[Start of Attachment]
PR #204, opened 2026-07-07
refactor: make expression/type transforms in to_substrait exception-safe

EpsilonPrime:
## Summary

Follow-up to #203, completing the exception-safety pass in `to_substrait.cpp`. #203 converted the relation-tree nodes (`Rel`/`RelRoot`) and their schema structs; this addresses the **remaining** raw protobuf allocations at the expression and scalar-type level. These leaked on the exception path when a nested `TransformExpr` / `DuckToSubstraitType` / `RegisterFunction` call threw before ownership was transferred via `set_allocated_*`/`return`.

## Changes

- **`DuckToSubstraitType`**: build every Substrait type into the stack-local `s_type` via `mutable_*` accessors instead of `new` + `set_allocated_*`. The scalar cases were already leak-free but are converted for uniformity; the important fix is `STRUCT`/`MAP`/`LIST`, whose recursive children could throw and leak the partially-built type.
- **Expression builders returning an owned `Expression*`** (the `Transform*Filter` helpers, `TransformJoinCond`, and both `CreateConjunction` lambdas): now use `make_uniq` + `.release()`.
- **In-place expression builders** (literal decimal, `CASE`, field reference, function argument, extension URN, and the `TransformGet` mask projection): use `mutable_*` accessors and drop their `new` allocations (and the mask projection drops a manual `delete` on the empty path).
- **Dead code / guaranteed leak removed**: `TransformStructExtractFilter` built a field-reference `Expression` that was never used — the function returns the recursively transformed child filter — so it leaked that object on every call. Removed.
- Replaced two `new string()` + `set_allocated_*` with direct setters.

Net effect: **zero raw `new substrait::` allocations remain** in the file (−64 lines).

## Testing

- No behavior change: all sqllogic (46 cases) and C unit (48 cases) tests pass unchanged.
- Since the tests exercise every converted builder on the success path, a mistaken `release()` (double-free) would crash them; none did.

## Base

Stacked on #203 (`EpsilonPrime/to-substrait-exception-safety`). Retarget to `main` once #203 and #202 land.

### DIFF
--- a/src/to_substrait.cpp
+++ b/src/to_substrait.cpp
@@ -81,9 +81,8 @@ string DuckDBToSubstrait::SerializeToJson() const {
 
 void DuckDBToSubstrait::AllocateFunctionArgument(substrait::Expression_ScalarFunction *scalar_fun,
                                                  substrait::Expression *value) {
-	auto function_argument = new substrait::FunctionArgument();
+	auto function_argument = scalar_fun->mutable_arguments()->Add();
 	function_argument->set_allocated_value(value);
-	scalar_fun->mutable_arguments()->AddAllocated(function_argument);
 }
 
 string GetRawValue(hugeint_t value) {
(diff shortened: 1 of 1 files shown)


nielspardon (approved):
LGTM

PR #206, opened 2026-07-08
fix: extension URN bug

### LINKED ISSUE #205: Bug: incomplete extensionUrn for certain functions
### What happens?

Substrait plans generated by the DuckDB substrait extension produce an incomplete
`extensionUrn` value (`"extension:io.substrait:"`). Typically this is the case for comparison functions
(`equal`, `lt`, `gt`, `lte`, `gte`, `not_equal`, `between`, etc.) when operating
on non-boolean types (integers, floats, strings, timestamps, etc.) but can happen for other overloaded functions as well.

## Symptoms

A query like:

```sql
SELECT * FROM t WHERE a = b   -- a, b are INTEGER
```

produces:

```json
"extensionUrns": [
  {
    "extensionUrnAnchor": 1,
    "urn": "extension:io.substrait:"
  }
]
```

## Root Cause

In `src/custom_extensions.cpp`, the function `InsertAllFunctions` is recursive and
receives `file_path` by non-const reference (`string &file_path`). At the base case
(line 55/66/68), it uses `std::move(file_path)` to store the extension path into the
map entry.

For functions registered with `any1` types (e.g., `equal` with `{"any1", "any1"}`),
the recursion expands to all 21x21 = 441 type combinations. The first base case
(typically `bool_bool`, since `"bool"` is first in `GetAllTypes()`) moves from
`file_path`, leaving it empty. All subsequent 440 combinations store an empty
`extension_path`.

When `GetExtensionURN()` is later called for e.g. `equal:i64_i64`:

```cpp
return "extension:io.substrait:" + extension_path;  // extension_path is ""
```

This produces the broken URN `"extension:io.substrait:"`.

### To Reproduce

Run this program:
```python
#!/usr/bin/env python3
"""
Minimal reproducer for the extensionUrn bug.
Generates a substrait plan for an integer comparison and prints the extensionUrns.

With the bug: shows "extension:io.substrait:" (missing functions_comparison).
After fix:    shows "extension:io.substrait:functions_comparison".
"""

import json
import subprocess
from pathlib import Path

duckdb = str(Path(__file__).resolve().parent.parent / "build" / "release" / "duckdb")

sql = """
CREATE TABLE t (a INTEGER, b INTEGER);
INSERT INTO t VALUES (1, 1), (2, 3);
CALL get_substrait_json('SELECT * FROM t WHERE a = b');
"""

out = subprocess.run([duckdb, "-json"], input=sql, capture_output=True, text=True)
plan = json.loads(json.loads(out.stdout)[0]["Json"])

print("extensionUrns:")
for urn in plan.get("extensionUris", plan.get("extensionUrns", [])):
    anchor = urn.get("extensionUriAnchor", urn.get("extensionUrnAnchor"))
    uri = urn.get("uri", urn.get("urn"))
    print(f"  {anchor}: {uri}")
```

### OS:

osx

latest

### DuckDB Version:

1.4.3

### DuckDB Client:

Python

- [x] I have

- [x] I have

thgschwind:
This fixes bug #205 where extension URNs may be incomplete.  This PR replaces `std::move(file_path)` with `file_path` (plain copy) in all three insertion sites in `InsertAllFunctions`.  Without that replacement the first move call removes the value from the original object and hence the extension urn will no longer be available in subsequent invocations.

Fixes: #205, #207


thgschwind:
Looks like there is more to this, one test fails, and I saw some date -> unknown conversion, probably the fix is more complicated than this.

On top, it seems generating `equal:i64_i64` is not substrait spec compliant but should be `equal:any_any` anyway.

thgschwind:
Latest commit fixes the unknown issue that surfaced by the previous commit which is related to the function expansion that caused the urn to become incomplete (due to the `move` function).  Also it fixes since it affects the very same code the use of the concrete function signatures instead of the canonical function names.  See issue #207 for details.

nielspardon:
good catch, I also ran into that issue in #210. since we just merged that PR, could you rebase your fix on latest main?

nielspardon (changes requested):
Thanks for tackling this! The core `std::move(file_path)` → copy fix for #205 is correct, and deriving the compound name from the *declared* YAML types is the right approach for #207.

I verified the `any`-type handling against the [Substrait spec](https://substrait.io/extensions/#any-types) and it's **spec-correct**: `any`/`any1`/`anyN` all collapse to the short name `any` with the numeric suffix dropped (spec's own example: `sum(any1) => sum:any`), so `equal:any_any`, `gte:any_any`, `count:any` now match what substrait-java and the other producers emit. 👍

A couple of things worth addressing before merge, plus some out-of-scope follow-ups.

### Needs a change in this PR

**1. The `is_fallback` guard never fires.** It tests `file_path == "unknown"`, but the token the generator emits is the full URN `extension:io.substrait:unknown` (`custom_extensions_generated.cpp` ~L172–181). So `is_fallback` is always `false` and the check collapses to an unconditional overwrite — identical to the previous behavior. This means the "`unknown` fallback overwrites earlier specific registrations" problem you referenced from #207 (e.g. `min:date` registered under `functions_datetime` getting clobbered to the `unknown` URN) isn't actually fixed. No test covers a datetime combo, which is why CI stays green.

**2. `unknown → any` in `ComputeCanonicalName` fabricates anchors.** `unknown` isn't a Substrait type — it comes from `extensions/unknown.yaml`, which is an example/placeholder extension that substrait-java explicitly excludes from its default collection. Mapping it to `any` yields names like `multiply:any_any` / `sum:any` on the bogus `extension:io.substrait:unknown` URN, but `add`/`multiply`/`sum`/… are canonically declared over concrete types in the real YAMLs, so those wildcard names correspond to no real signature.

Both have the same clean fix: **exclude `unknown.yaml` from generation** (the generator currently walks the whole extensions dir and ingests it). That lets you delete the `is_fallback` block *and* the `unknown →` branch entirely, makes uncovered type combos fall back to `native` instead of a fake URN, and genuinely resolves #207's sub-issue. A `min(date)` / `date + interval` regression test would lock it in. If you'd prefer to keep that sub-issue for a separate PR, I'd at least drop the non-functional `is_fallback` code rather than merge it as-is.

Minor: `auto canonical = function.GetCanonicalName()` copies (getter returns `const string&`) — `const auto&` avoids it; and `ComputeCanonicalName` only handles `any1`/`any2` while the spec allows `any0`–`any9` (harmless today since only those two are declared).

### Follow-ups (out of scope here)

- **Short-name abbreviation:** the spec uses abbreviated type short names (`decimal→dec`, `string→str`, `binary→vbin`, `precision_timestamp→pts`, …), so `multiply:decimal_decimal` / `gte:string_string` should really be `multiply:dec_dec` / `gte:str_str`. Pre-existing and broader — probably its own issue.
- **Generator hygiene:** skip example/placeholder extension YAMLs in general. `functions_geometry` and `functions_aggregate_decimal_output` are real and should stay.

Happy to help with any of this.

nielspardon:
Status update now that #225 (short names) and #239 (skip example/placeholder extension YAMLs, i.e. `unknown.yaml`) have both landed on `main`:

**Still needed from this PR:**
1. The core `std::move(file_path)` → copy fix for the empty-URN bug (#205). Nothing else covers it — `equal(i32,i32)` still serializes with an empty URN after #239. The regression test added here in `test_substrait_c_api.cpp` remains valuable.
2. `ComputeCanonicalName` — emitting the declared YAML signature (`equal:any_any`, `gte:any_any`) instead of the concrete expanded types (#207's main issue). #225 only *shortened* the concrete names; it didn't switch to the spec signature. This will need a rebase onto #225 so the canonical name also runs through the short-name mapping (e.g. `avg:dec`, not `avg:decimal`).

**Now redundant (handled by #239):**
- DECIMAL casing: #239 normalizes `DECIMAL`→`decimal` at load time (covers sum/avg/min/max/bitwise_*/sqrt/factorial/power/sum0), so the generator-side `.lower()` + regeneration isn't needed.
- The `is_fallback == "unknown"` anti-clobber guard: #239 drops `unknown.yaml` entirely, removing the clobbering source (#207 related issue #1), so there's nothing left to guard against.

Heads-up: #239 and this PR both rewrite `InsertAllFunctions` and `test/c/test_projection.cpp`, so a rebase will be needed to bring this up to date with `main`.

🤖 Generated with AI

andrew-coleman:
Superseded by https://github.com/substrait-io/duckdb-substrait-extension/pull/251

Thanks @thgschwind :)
[End of Attachment]
ASSIGNED TASK ::
For every line in the records above that holds "scope", add one, and report the sum alone.

SOLUTION TO THIS TASK ::
2